Miya Precision will "ensure abnormal results are surfaced quickly and managed through established intervention pathways, integrating seamlessly into clinical workflows rather than creating parallel processes," Girolamo explained.
"Based on comparable implementations, [remote patient monitoring] is expected to reduce manual workload and hospital representations while enabling more proactive, connected and scalable home-based care," he added.

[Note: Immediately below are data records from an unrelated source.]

PR #224, opened 2016-04-27
AutoControlledComponent

levithomason:
# AutoControlledComponent

This PR is a breakout of #206.  This PR is actually tiny. It is mostly runtime warnings, tests, and comments.  I've committed a "slim" version of the component with no runtime warnings nor comments so it can be reviewed easier.  **It is only 34 SLOC**.  I will remove it before merging.
## Why this thing?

The GCH official mentioned that a structured change and adoption program for staff, covering workflow design, training, communications, and operational readiness, will support this rollout.
THE LARGER CONTEXT
Remote patient monitoring contributes to GCH's ongoing digital transformation and goal of building "a more connected, scalable and patient-centred model of care." It adds to existing models, including the Virtual Ward and the Hospital in the Home services.
"This supports a shift into a more integrated model in which the patient record system, virtual care services, and home-based care pathways work together as part of a single digital ecosystem," Girolamo said.
Recently, GCH started exploring digital-first shared care models, trying out a digital interface that connects general practitioners directly to specialists via secure messaging.
Over the years, the health service has automated a number of workflows, including uploading documents into the integrated EMR and near real-time clinical image accessibility to care teams, while it works to integrate more emerging technologies, like AI. In 2024, it tried out an AI scribe by Lyrebird Health at its outpatient departments.